(Items from a data source)
PR #70, opened 2023-11-24
Refactor GraphCache to support multiple types for the same topic.

Yadunund:
This PR
- Updates the `GraphCache` implementation to support multiple types over the same topic name.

TASK TO COMPLETE >> In the records above, find every line containing the word "topic" and show it.

RESULT OF THIS TASK >>
Refactor GraphCache to support multiple types for the same topic.
- Updates the `GraphCache` implementation to support multiple types over the same topic name.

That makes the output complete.